Give back exactly the lines that run from the beginning of the entries to the line containing "- [x] This bug", both included, and nothing else.

--- Dataset Enclosed Below ---

Issue #19577, opened 2025-03-12
mvcc: negative watcher count gauges


kjgorman:
### Bug report criteria

- [x] This bug report is not security related, security issues should be disclosed privately via [etcd maintainers](mailto:etcd-maintainers@googlegroups.com).
- [x] This is not a support request or question, support requests or questions should be raised in the etcd [discussion forums](https://github.com/etcd-io/etcd/discussions).
- [x] You have read the etcd [bug reporting guidelines](https://github.com/etcd-io/etcd/blob/main/Documentation/contributor-guide/reporting_bugs.md).
- [x] Existing open issues along with etcd [frequently asked questions](https://etcd.io/docs/latest/faq) have been checked and this is not a duplicate.

### What happened?

We observe a slow negative trend on the `etcd_debugging_mvcc_watcher_total` gauge—implying there are unpaired increment/decrement operations:

<img width="1728" alt="Image" src="https://github.com/user-attachments/assets/63a6476f-f791-4c49-a04e-0a46e49e6283" />

### What did you expect to happen?

Logically the active watcher gauge should never be negative.

### How can we reproduce it (as minimally and precisely as possible)?

I think this issue is very closely related to [this PR][0] which previously attempted to address negative watch counts from double decrements—but covers specifically the case when `wa.compacted` is true, and there is a `cancel/close` race. It's not so easy to reproduce as it is a race condition I believe, but I think you can somewhat provoke the scenario by contriving a unit test. 

Consider for example adding this test to `mvcc/watcher_test.go`:

```go
func TestDoubledDecrementWithCompactedWatcher(t *testing.T) {
	b, _ := betesting.NewDefaultTmpBackend(t)
	s := New(zaptest.NewLogger(t), b, &lease.FakeLessor{}, StoreConfig{})
	defer cleanup(s, b)

	w := s.NewWatchStream()

	wid, err := w.Watch(0, []byte("foo"), nil, 0)
	if err != nil {
		t.Fatalf("failed to watch: %v", err)
	}

	// pretend this is now compacted
	for id, wa := range w.(*watchStream).watchers {
		if wid == id {
			wa.compacted = true
		}
	}

	wg := sync.WaitGroup{}
	wg.Add(2)
	go func() {
		w.Cancel(wid)
		wg.Done()
	}()

	time.Sleep(time.Millisecond * 50)

	go func() {
		w.Close()
		wg.Done()
	}()

	wg.Wait()

	t.Fatalf("print output")
}
```

[...]

PR #19600, opened 2025-03-14
mvcc: avoid double decrement of watcher gauge on close/cancel race

kjgorman:
This occurs specifically when the watch is for a compacted revision, as there's a possible interleaving of cancel/close that invokes the `cancelWatch` function twice.

It's fairly difficult to provoke the race condition but it is possible to observe on `main` the racing test can fail with a negative gauge:

```
$ go test ./...  -run TestNewWatcherCountGauge/compacted_watch,_close/cancel_race
--- FAIL: TestNewWatcherCountGauge (0.34s)
    watchable_store_test.go:86:  # HELP etcd_debugging_mvcc_watcher_total Total number of watchers.
         # TYPE etcd_debugging_mvcc_watcher_total gauge
        -etcd_debugging_mvcc_watcher_total -1
        +etcd_debugging_mvcc_watcher_total 0

FAIL
FAIL    go.etcd.io/etcd/server/v3/storage/mvcc  0.830s
?       go.etcd.io/etcd/server/v3/storage/mvcc/testutil [no test files]
FAIL
```

It seems as though it is partially expected for the cancel function to be invoked multiple times and to handle that safely (i.e., the existing `ch == nil` check) - the bug here is that in the `if/else if` branches it comes "too late", and multiple invocations where `wa.compacted` is true will both decrement the counter. Shifting the case up one ensures that we can't follow that decrement branch multiple times.

In fact, it seems logically more sensible to put this `wa.ch == nil` case _first_, as a guard for the function being invoked multiple times, but moving i before the sync/unsynced watch set delete functions could have a greater inadvertent functional impact (i.e., if we never deleted cancelled watches from these sets it would presumably introduce a leak), so from an abundance of caution I've made the smallest change I think will fix my issue.

### DIFF
--- a/server/storage/mvcc/watchable_store.go
+++ b/server/storage/mvcc/watchable_store.go
@@ -162,11 +162,11 @@ func (s *watchableStore) cancelWatcher(wa *watcher) {
 		} else if s.synced.delete(wa) {
 			watcherGauge.Dec()
 			break
-		} else if wa.compacted {
-			watcherGauge.Dec()
-			break
 		} else if wa.ch == nil {
 			// already canceled (e.g., cancel/close race)
+			break
+		} else if wa.compacted {
+			watcherGauge.Dec()
 			break
 		}
 
--- a/server/storage/mvcc/watchable_store_test.go
+++ b/server/storage/mvcc/watchable_store_test.go
@@ -17,10 +17,12 @@ package mvcc
 import (
 	"fmt"
 	"reflect"
+	"strings"
 	"sync"
 	"testing"
 	"time"
 
+	"github.com/prometheus/client_golang/prometheus/testutil"
 	"github.com/stretchr/testify/assert"
 	"github.com/stretchr/testify/require"
 	"go.uber.org/zap/zaptest"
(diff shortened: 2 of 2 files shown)


ivanvc:
I verified your test case against the main branch, with `stress` (refer to our [deflaking documentation](https://github.com/etcd-io/etcd/blob/main/CONTRIBUTING.md#check-for-flaky-tests)). And I confirm that it does have an issue, without the change:

```
15m0s: 33798 runs so far, 84 failures (0.25%), 8 active
```

With the change:

```
30m0s: 67547 runs so far, 0 failures, 8 active
```

/ok-to-test

ivanvc (commented):
This solution looks good to me, but it's not my area of expertise.

/cc @fuweid @ahrtr @serathius

serathius (approved):

serathius:
Sorry for missing this one. cc @ahrtr

ahrtr:
This PR was merged when I was reviewing it. I think we still need follow the discipline of merging a PR with two approvals in the community. We can relax the restriction with less impactful PR, i.e test, workflow checks, etc.  cc @ivanvc @jmhbnz @fuweid

@kjgorman Thank you for fixing the issue, which is a valid fix. Really sorry for the late response. We are really busy with the release of v3.6.0 in the past several months. I think we shouldn't depend on only two tech-leads to review all PRs, it would great if all maintainers/reviewers and contributors can help us review PRs (CVE & bug fixes take priority)

We are releasing v3.6.0 tomorrow, so I'd like to freeze the code change in release-3.6 unless it's a critical or major bug fix. We really don't want to see any surprise. Although this PR looks safe, it changes the core mvcc code. I think we can get it included in 3.6.1.

ahrtr:
> $ go test ./...  -run TestNewWatcherCountGauge/compacted_watch,_close/cancel_race
> --- FAIL: TestNewWatcherCountGauge (0.34s)
>     watchable_store_test.go:86:  # HELP etcd_debugging_mvcc_watcher_total Total number of watchers.
>          # TYPE etcd_debugging_mvcc_watcher_total gauge
>         -etcd_debugging_mvcc_watcher_total -1
>         +etcd_debugging_mvcc_watcher_total 0
> 
> FAIL
> FAIL    go.etcd.io/etcd/server/v3/storage/mvcc  0.830s
> ?       go.etcd.io/etcd/server/v3/storage/mvcc/testutil [no test files]
> FAIL

Confirmed that I reproduced this failure by reverting the fix.  But it's really low possibility, I ran command below multiple times, and only reproduce it once. When I changed to `-count 50`, couldn't reproduce it with multiple retries. A more reliable way to reproduce it is to inject a [failpoint](https://github.com/etcd-io/gofail). 
```
go test -run TestNewWatcherCountGauge/compacted_watch,_close/cancel_race -v --failfast -count 100
```

You can inject a sleep (i.e. 1s) failpoint at line 157 below, right after cancel() but before removing it from the map.

https://github.com/etcd-io/etcd/blob/094a4adfd660baa8e02103a6f08a5bcf0ad43f69/server/storage/mvcc/watcher.go#L156-L158

kjgorman:
Thanks for the review both 🙏 

@.ahtr the failpoint approach is a nice one - when I was investigating this issue (e.g., [see description of the original issue I raised](https://github.com/etcd-io/etcd/issues/19577)), I did literally add a `time.Sleep(time.Second)` in those lines to try and provoke the race condition 😅

ahrtr:
@kjgorman are you still working on the test case? I am OK to backport the PR as it's for now, and enhance the test case separately if you have bandwidth.

Can you please manually backport this PR to previous stable releases (3.6, 3.5 and 3.4)? thx

PR #37, opened 2020-08-11
solution added

Vosker:


src/main/java/core/mate/academy/service/MachineServiceImpl.java
```diff
@@ -1,7 +1,43 @@
...
+        if (Bulldozer.class.equals(type)) {
+            return new ArrayList<>(new BulldozerProducer().get());
+        }
+        if (Excavator.class.equals(type)) {
+            return new ArrayList<>(new ExcavatorProducer().get());
+        }
+        if (Track.class.equals(type)) {
+            return new ArrayList<>(new TrackProducer().get());
+        }
+        return null;
```
RomanDubovskyi, line 26: null may produce NPE, so it would be more safe to return Collections.EMPTY_LIST

PR #39, opened 2020-08-11
add solution

Victoria-Moiseienko:


src/main/java/core/mate/academy/service/BuldozerProducer.java
```diff
@@ -0,0 +1,16 @@
+package core.mate.academy.service;
+
+import core.mate.academy.model.Bulldozer;
+import java.util.ArrayList;
+import java.util.List;
+
+public class BuldozerProducer implements MachineProducer<Bulldozer> {
+    @Override
+    public List get() {
```
Sofasmile, line 9: how about parametrization?

src/main/java/core/mate/academy/service/ExcavatorProducer.java
```diff
@@ -0,0 +1,16 @@
+package core.mate.academy.service;
+
+import core.mate.academy.model.Excavator;
+import java.util.ArrayList;
+import java.util.List;
+
+public class ExcavatorProducer implements MachineProducer<Excavator> {
+    @Override
+    public List get() {
```
Sofasmile, line 9: the same

src/main/java/core/mate/academy/service/MachineService.java
```diff
@@ -17,22 +17,22 @@
      * @param type - any class of Machine sub class. For example: Track.class or Bulldozer.class
      * @return the list of machines
      */
-    List<Machine> getAll(Class type);
-
+    List<Machine> getAll(Class<? extends Machine> type);
```

src/main/java/core/mate/academy/service/MachineServiceImpl.java
```diff
@@ -1,7 +1,42 @@
...
+import core.mate.academy.model.Excavator;
+import core.mate.academy.model.Machine;
+import core.mate.academy.model.Track;
+import java.util.List;
+
 /**
  * Your implementation of MachineService.
  */
-public class MachineServiceImpl {
+public class MachineServiceImpl<T extends Machine> implements MachineService<T> {
```
Sofasmile, line 12: do we need to parametrize class with Implementation?
let's do it only with interface

src/main/java/core/mate/academy/service/MachineServiceImpl.java
```diff
@@ -1,7 +1,42 @@
...
+        if (type == Bulldozer.class) {
+            return new BuldozerProducer().get();
+        }
+        if (type == Excavator.class) {
+            return new ExcavatorProducer().get();
+        }
+        if (type == Track.class) {
+            return new TrackProducer().get();
+        }
+        return null;
```
Sofasmile, line 24: return `null` isn't a good practice

Victoria-Moiseienko: Done

src/main/java/core/mate/academy/service/MachineServiceImpl.java
Victoria-Moiseienko: Done.

src/main/java/core/mate/academy/service/MachineService.java
Victoria-Moiseienko: Done

src/main/java/core/mate/academy/service/BuldozerProducer.java
Victoria-Moiseienko: Done

src/main/java/core/mate/academy/service/ExcavatorProducer.java
Victoria-Moiseienko: Done

src/main/java/core/mate/academy/service/MachineServiceImpl.java
```diff
@@ -1,7 +1,43 @@
...
+        if (type == Bulldozer.class) {
+            return new ArrayList<>(new BuldozerProducer().get());
+        }
+        if (type == Excavator.class) {
+            return new ArrayList<>(new ExcavatorProducer().get());
+        }
+        if (type == Track.class) {
+            return new ArrayList<>(new TrackProducer().get());
+        }
+        throw new ClassCastException("Unknown class [" + type + "]");
```
RomanDubovskyi, line 25: ClassCastException won't be quite good here, cause it appears while casting of invalid class, for example: 
Human fred = (Human) new Object();
```suggestion
        throw new RuntimeException("Unknown class [" + type + "]");
```

Victoria-Moiseienko: Done

PR #48, opened 2020-08-11
Home Work11

KostiantynVorobiov:


src/main/java/core/mate/academy/service/BulldozerMachineProducer.java
```diff
@@ -0,0 +1,16 @@
+package core.mate.academy.service;
+
+import core.mate.academy.model.Bulldozer;
+import java.util.ArrayList;
+import java.util.List;
+
+public class BulldozerMachineProducer implements MachineProducer<Bulldozer> {
+    public List<Bulldozer> get() {
```
RomanDubovskyi, line 8: FYI: 
it's better to use @Override annotation if you implementing interface method, that will make code more clear for reader

src/main/java/core/mate/academy/service/MachineService.java
```diff
@@ -17,7 +17,7 @@
      * @param type - any class of Machine sub class. For example: Track.class or Bulldozer.class
      * @return the list of machines
      */
-    List<Machine> getAll(Class type);
+    List<Machine> getAll(Class<? extends Machine> type);
```
RomanDubovskyi, line 20: use T with this method as well

src/main/java/core/mate/academy/service/MachineServiceImpl.java
```diff
@@ -1,7 +1,42 @@
...
+        if (type == Bulldozer.class) {
+            return new ArrayList<>(new BulldozerMachineProducer().get());
+        }
+        if (type == Excavator.class) {
+            return new ArrayList<>(new ExcavatorMachineProducer().get());
+        }
+        if (type == Track.class) {
+            return new ArrayList<>(new TrackMachineProducer().get());
+        }
+        return null;
```
RomanDubovskyi, line 25: it's not quite good to return null since it can produce NPE, let's throw exception or return empty list here

src/main/java/core/mate/academy/service/BulldozerMachineProducer.java
KostiantynVorobiov: Done

src/main/java/core/mate/academy/service/MachineService.java
KostiantynVorobiov: Done

src/main/java/core/mate/academy/service/MachineServiceImpl.java
KostiantynVorobiov: Done

PR #52, opened 2020-08-11
hw

YaTut1901:


src/main/java/core/mate/academy/service/MachineService.java
```diff
@@ -26,13 +26,13 @@
      * @param machines - list of machines to be filled with value
      * @param value - any object of machine sub class
      */
-    void fill(List<Object> machines, Object value);
+    void fill(List<? super Machine> machines, T value);
```
Sofasmile, line 29: let's use T instead of Machine with all methods in this interface

PR #65, opened 2020-12-10
Pecs by oleh kravets

Ketch92:


src/main/java/core/mate/academy/service/MachineService.java
```diff
@@ -1,11 +1,12 @@
 package core.mate.academy.service;
 
+import core.mate.academy.model.Machine;
 import java.util.List;
 
 /**
  * Parameterize this service and add its implementation in a separate class.
  */
-public interface MachineService {
+public interface MachineService<T extends Machine> {
```
gigbat, line 10: Can we use only `<T>`?

src/main/java/core/mate/academy/service/MachineServiceImpl.java
```diff
@@ -1,7 +1,41 @@
...
+import core.mate.academy.model.Machine;
+import core.mate.academy.model.TruckProducer;
+import java.util.List;
+
 /**
  * Your implementation of MachineService.
  */
-public class MachineServiceImpl {
+public class MachineServiceImpl<T extends Machine> implements MachineService<T> {
+    @Override
```
gigbat, line 15: It's up to you, you can do class without generics, but make into MachineService<T> generic to MachineService<Machine>

src/main/java/core/mate/academy/service/MachineServiceImpl.java
```diff
@@ -1,7 +1,41 @@
...
+    public List<Machine> getAll(Class<? extends Machine> type) {
+        MachineProducer<? extends Machine> mp;
+        if (type != null && type.equals(Bulldozer.class)) {
```
gigbat, line 18: You can just compare two class using ==

src/main/java/core/mate/academy/service/MachineServiceImpl.java
```diff
@@ -1,7 +1,41 @@
...
+            mp = new BulldozerProducer();
+        } else if (type != null && type.equals(Excavator.class)) {
```
gigbat, line 20: same as previous

gigbat (changes requested):

src/main/java/core/mate/academy/service/MachineService.java
Ketch92: yes, we can

src/main/java/core/mate/academy/service/MachineServiceImpl.java
Ketch92: done

src/main/java/core/mate/academy/service/MachineServiceImpl.java
Ketch92: done

gigbat (approved):

src/main/java/core/mate/academy/service/MachineService.java
```diff
@@ -1,11 +1,12 @@
 package core.mate.academy.service;
 
+import core.mate.academy.model.Machine;
 import java.util.List;
 
 /**
  * Parameterize this service and add its implementation in a separate class.
  */
-public interface MachineService {
+public interface MachineService<T> {
```
Sofasmile, line 9: if we use only `T` type, we can parameterize this interface with any type of class (It can be Person, String, Object...) Is it valid behavior for MachineService interface?
@gigbat be attentive))

src/main/java/core/mate/academy/service/MachineService.java
```diff
@@ -16,7 +17,7 @@
      * @param type - any class of Machine sub class. For example: Truck.class or Bulldozer.class
      * @return the list of machines
      */
-    List<Object> getAll(Class type);
+    List<Machine> getAll(Class<? extends Machine> type);
```
Sofasmile, line 20: If class MachineServiceImpl will be parameterized by Truck. Can we pass Bulldozer.class to the method getAll()? Is it valid behavior?
the same with other methods

src/main/java/core/mate/academy/service/MachineServiceImpl.java
```diff
@@ -1,7 +1,41 @@
...
+import core.mate.academy.model.ExcavatorProducer;
+import core.mate.academy.model.Machine;
+import core.mate.academy.model.TruckProducer;
+import java.util.List;
+
 /**
  * Your implementation of MachineService.
  */
-public class MachineServiceImpl {
+public class MachineServiceImpl<T extends Machine> implements MachineService<T> {
```
Sofasmile, line 14: we should move from abstraction to implementation. So we don't need to parameterize MachineServiceImpl

src/main/java/core/mate/academy/service/MachineServiceImpl.java
```diff
@@ -1,7 +1,41 @@
...
+    public List<Machine> getAll(Class<? extends Machine> type) {
+        MachineProducer<? extends Machine> mp;
+        if (type == Bulldozer.class) {
+            mp = new BulldozerProducer();
+        } else if (type == Excavator.class) {
+            mp = new ExcavatorProducer();
+        } else {
+            mp = new TruckProducer();
+        }
+        return (List<Machine>) mp.get();
```
Sofasmile, line 25:
```suggestion
        if (type == Bulldozer.class) {
            return new ArrayList<>(new BulldozerProducer().get());
        } if (type == Excavator.class) {
            return new ArrayList<>(new ExcavatorProducer().get());
        } if (type == Truck.class) {
            return new ArrayList<>(new TruckProducer().get());
        }
        return Collections.emptyList();
```

Sofasmile (changes requested):

src/main/java/core/mate/academy/service/MachineService.java
gigbat: Okey

src/main/java/core/mate/academy/service/MachineService.java
Ketch92: I have been considering this. Thx

src/main/java/core/mate/academy/service/MachineServiceImpl.java
Ketch92: On the lecture, Bohdan was implementing MachineServiceImpl and made it as I did. Then he explained that this is better than non-parametrized MachineServiceImpl cause we achieve better flexibility. I tend to leave my solution there

src/main/java/core/mate/academy/service/MachineService.java
Ketch92: You are right, thx)

src/main/java/core/mate/academy/service/MachineServiceImpl.java
Ketch92: Thanks, that is definitely better solution.

src/main/java/core/mate/academy/service/MachineService.java
Ketch92: Ok I got confused... see you on QnA

Ketch92: Resolved it with Roman

src/main/java/core/mate/academy/service/MachineServiceImpl.java
```diff
@@ -5,37 +5,40 @@
...
  */
-public class MachineServiceImpl<T extends Machine> implements MachineService<T> {
+public class MachineServiceImpl implements MachineService<Machine> {
     @Override
     public List<Machine> getAll(Class<? extends Machine> type) {
-        MachineProducer<? extends Machine> mp;
         if (type == Bulldozer.class) {
-            mp = new BulldozerProducer();
+            return new ArrayList<>(new BulldozerProducer().get());
         } else if (type == Excavator.class) {
```
Sofasmile, line 22: do we need else block after return statement?

Sofasmile (changes requested):
good job) Left one comment

src/main/java/core/mate/academy/service/MachineServiceImpl.java
Ketch92: Fair enough!)

Sofasmile (approved):
awesome)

--- End of Enclosed Dataset ---

-- Answer to the problem --
Issue #19577, opened 2025-03-12
mvcc: negative watcher count gauges


kjgorman:
### Bug report criteria

- [x] This bug report is not security related, security issues should be disclosed privately via [etcd maintainers](mailto:etcd-maintainers@googlegroups.com).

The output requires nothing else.